Herr Prof. Dr. Schiffer, psychische Erkrankungen sind noch immer ein gesellschaftliches Stigma. Warum?
Prof. Dr. Schiffer: (lacht) Gute Frage. Es gibt ja eine ganze Reihe von Initiativen der Berufsverbände, allen voran der Deutschen Gesellschaft für Psychiatrie, Psychotherapie und Nervenheilkunde, etwas gegen die Stigmatisierung zu tun. Ich finde auch, es hat sich an der Stelle schon einiges verbessert, aber die Angst der Betroffenen vor Zurückweisung und Ausgrenzung ist natürlich nach wie vor hoch und ist natürlich auch eine enorme Belastung für die Menschen – und natürlich etwas, was sich negativ auf den Krankheitsverlauf auswirken kann. Es hat sicherlich viel mit der Angst der Bevölkerung vor psychischen Erkrankungen zu tun.
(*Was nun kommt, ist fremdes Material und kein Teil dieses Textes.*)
PR #2241, opened 2026-01-11
Fix: Use secure HTTPS and automatic extraction for MovieLens dataset

jaytiwarihub:
## Description
Updated the MovieLens dataset loader to use the secure `https` protocol (replacing `http`) and replaced manual `zipfile` extraction with the built-in `keras.utils.get_file(..., extract=True)` utility.

## Changes
1. Changed dataset URL from `http://` to `https://` for security.
2. Removed redundant `ZipFile` extraction code.
3. Enabled `extract=True` in `get_file` to handle caching and extraction automatically.

## Test Plan
- Verified that the `ml-latest-small.zip` file downloads and extracts correctly to `~/.keras/datasets/`.

### DIFF
--- a/examples/structured_data/collaborative_filtering_movielens.ipynb
+++ b/examples/structured_data/collaborative_filtering_movielens.ipynb
@@ -1,0 +1,379 @@
+{
+ "cells": [
+  {
+   "cell_type": "markdown",
+   "metadata": {
+    "colab_type": "text"
+   },
+   "source": [
+    "# Collaborative Filtering for Movie Recommendations\n",
+    "\n",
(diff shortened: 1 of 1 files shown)


examples/structured_data/collaborative_filtering_movielens.py
```diff
@@ -48,23 +48,16 @@
 
 # Download the actual data from http://files.grouplens.org/datasets/movielens/ml-latest-small.zip"
 # Use the ratings.csv file
+# FIX: Use HTTPS and let Keras handle extraction automatically
```
sachinprasadhs, line 51: You can remove this comment.

PR #2244, opened 2026-01-15
Fix: Support Sequential models in Grad-CAM example

jaytiwarihub:
This PR fixes a compatibility issue in examples/vision/grad_cam.py where the make_gradcam_heatmap function would fail for Sequential models.

Currently, the function uses model.inputs to construct the gradient model. While this works for Functional API models (like Xception in the example), it often raises errors or behaves unexpectedly with simple Sequential models that haven't explicitly built their graph with an InputLayer.

Changes:

Changed model.inputs to model.input in make_gradcam_heatmap.

This ensures the function works robustly for both Sequential and Functional models, as model.input is the standard way to access the single input tensor for image classifiers.

### DIFF
--- a/examples/vision/ipynb/grad_cam.ipynb
+++ b/examples/vision/ipynb/grad_cam.ipynb
@@ -327,7 +327,7 @@
   "accelerator": "GPU",
   "colab": {
    "collapsed_sections": [],
-   "name": "C:\\Users\\om777\\keras-io\\examples\\vision\\grad_cam",
+   "name": "grad_cam",
    "private_outputs": false,
    "provenance": [],
    "toc_visible": true


divyashreepathihalli:
A corresponding .md file will need to be generated. Instructions here - https://github.com/keras-team/keras-io?tab=readme-ov-file#adding-a-new-code-example

jaytiwarihub:
@divyashreepathihalli Thanks for the review! I have updated the grad_cam.md file as requested. I also included a small fix in scripts/tutobooks.py. The autogen script was crashing on Windows due to encoding errors (UnicodeDecodeError), so I added explicit encoding='utf-8' handling to fix it. Everything is syncing correctly now.

jaytiwarihub:
@sachinprasadhs My intention with this change was to make make_gradcam_heatmap more robust. Many users copy-paste this function to debug their own custom models, and if they use a Sequential model, the current implementation fails because of how inputs are handled.
However, I understand that for the purpose of this specific tutorial (which uses Xception), the extra logic might be unnecessary complexity.
Would you prefer I revert this specific input-handling change and keep the function strictly optimized for Functional/Single-Input models?

PR #2259, opened 2026-01-22
Remove Keras 2 guides from rendering

sachinprasadhs:
- **Remove Keras 2 Examples from Rendering**
This PR updates the documentation generation system to filter Keras 2 examples, ensuring that only Keras 3 content is displayed on keras.io. By adding a Keras_2 tag, legacy guides remain in the repository for future migration reference but will no longer be rendered on the website.
- **Moved all of the existing examples from others section to it's appropriate section.**

### DIFF
--- a/scripts/autogen.py
+++ b/scripts/autogen.py
@@ -469,16 +469,11 @@ class KerasIO:
                     md_content_lines = md_content.split("\n")
                     for i, line in enumerate(md_content_lines):
                         if "View in Colab" in line:
-                            md_content_lines.insert(
-                                i,
-                                f"<div class='example_version_banner keras_{version}'>ⓘ This example uses Keras {version}</div>",
-                            )
-                            # Add warning for Keras 2 examples
                             if version == 2:
-                                md_content_lines.insert(
-                                    i + 1,
-                                    "<div class='example_keras2_warning'><strong>Warning:</strong> This example uses Keras 2 and may not be compatible with the latest version of Keras. Please check out all of our <a href=\"https://keras.io/examples/\">Keras 3 examples here</a>.</div>",
-                                )
+                                banner_text = f"<div class='example_version_banner keras_{version}'>ⓘ This example uses Keras {version}. This example may not be compatible with the latest version of Keras. Please check out all of our <a href=\"https://keras.io/examples/\">Keras 3 examples here</a>.</div>"
+                            else:
+                                banner_text = f"<div class='example_version_banner keras_{version}'>ⓘ This example uses Keras {version}</div>"
+                            md_content_lines.insert(i, banner_text)
                             break
                     md_content = "\n".join(md_content_lines) + "\n"
                     with open(md_path, "w") as f:


scripts/autogen.py
```diff
@@ -92,7 +92,13 @@ def make_examples_master(self):
                         f.close()
                         assert title_line.startswith("Title: ")
                         title = title_line[len("Title: ") :]
-                        children.append({"path": example_path, "title": title.strip()})
+                        children.append(
+                            {
+                                "path": example_path,
+                                "title": title.strip(),
+                                "keras_3": True,
```
jeffcarp, line 100: Instead of separate keys for `keras_2` and `keras_3`, it feels cleaner to have a `keras_version` key that can be 2 or 3

jeffcarp (commented):
Thanks! Have we confirmed that all of the Keras 2 guides are not able to be updated to Keras 3? If we're not certain, it might be better to add a warning at the top of the Keras 2 guides until we can confirm. Also re: Fabien's point, I think we should keep rendering the pages, but maybe just remove them from the navigation?

sachinprasadhs:
Thanks for the review. 
Warning sounds good, does something like "**Warning: This example is legacy and may be removed in future updates. It is no longer guaranteed to function correctly. Please refer to the Keras 3 examples instead.**" works, right under where we have "This example uses Keras 2 like this https://keras.io/examples/vision/near_dup_search/?

When you mentioned remove from navigation, you mean to remove from here https://keras.io/examples/?
If we remove from examples_master.py for these examples, this also will remove from rendering the pages as per the current implementation.

scripts/autogen.py
sachinprasadhs: The reason I introduced `Keras_2` is, we already have a  `Keras_3` key, based on that the examples are loading the  information like this https://keras.io/examples/nlp/multimodal_entailment/

Assuming this `Keras_2` key is only temporary, till we figure out the fate of each examples, either to remove it or migrate it.

jeffcarp: Ah gotcha, if a guide is not `keras_3` does that mean 100% the time it's Keras 2? In that case do we even need a new key?

jeffcarp:
Sorry for the delay - ah I see, so it looks like we already automatically apply a warning to Keras 2 guides:
https://github.com/keras-team/keras-io/blob/f4ebbf62007ee5a840847a22b646742cdb84885f/scripts/autogen.py#L468

In that case, expanding on the warning sounds good. How about something like:

```python
if version == 2:
  md_content_lines.insert(
    ... (
        "Warning: This example uses Keras 2 and may not be compatible with the latest version of Keras. "
        "Please check out all of our <a href="https://keras.io/examples/">Keras 3 examples here</a>."
    )
```

> If we remove from examples_master.py for these examples, this also will remove from rendering the pages as per the current implementation.

Would it be possible to decouple this so the pages still render but they don't show up in the navigation? That sounds like a smoother step forward.

sachinprasadhs:
Added the warning message as suggested, and now it only renders keras 3 examples in landing page and in the navigation keras 2 examples will be loaded and it will show the warning.

Added the below screenshots for reference.

Screenshot 2026-01-30 at 12 36 19 AM

Keras 2 example with warning:
Screenshot 2026-01-30 at 12 40 47 AM

scripts/autogen.py
jeffcarp: Is this still necessary given the most recent changes? Logically it seems like we only need the `keras_2` key.

jeffcarp (commented):
Thanks Sachin! Looks good, just left a comment about potential simplification.

sachinprasadhs:
This block is necessary as a fallback mechanism. If a new example is added to keras.io but isn't explicitly updated in examples_master.py, this script ensures it is still pulled from the src directory and listed under the [Others](https://keras.io/examples/) category. By setting `Keras_3` to `True`, we ensure these new examples are correctly tagged as `Keras 3` by default, preventing the previous issue where they were incorrectly labeled as `Keras 2`."

scripts/autogen.py
```diff
@@ -467,6 +473,12 @@ def sync_tutobook_templates(self):
                                 i,
                                 f"<div class='example_version_banner keras_{version}'>ⓘ This example uses Keras {version}</div>",
                             )
+                            # Add warning for Keras 2 examples
+                            if version == 2:
+                                md_content_lines.insert(
+                                    i + 1,
+                                    "<div class='example_keras2_warning'><strong>Warning:</strong> This example uses Keras 2 and may not be compatible with the latest version of Keras. Please check out all of our <a href=\"https://keras.io/examples/\">Keras 3 examples here</a>.</div>",
```
jeffcarp: I just realized won't this be duplicative with the warning above? I.e. it will show:
`This example uses Keras 2`
`Warning: This example uses Keras 2 and`

Can you make it so that there's only one message for 3 and one message for 2?

jeffcarp (commented):
Got it - thanks for the clarification. Left one more comment

scripts/autogen.py
sachinprasadhs: There is no extra message for Keras 3, this warning message is only for Keras 2 tutorials.
Shall I rephrase the warning message like 

"Warning: This example is legacy and may be removed in future updates. It is no longer guaranteed to function correctly. Please refer to our <a href="https://keras.io/examples/">Keras 3 examples here"

jeffcarp: Right, but for Keras 2 there are still two separate messages, right? Can you restructure so there's only one message for both? Something like:

```
if version == 3:
  md_content_lines.insert( {keras 3 message} )
elif version == 2:
  md_content_lines.insert( {keras 2 message} )
```

sachinprasadhs: Just to clarify. 

Currently this is how we are rendering for Keras 3 example( Banner after description): https://keras.io/examples/vision/image_classification_from_scratch/

For Keras 2 example: 
https://keras.io/examples/vision/retinanet/ 

With the changes in this PR, for this banner, the only extra thing is getting added is a warning message(after Keras 2 banner) for Keras 2 examples like below image

image



So, if I'm understanding it correctly, you are suggesting to replace Keras 2 warning message from "ⓘ This example uses Keras 2" to 
```
(
        "Warning: This example uses Keras 2 and may not be compatible with the latest version of Keras. "
        "Please check out all of our <a href="https://keras.io/examples/">Keras 3 examples here</a>."
    )
```

If we are replacing this above message in banner, it would be too big, we may have to shorten the message.

jeffcarp: Thanks for the visual explanation - yes that sounds good, I think it makes sense to move the 2nd Keras 2 message up into the yellow text box so it's more prominent to users. Would the text be able to fit if we added line breaks (`<br/>`) in the right places?

sachinprasadhs: It looks like this 

Shall I commit this change? 
image

jeffcarp: Looks good, thanks!

sachinprasadhs: Pushed the change, please review it.

jeffcarp:
Thanks for your patience! Lgtm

Es geistert ja auch gerne durch die Medien, dass psychisch Kranke gefährlich seien, was natürlich so nicht stimmt. Aber das ist sozusagen ein Vorurteil, das sich hält. Dazu kommt, dass psychisch Kranken leider häufig ein Label von schwach oder minderwertig angeheftet wird.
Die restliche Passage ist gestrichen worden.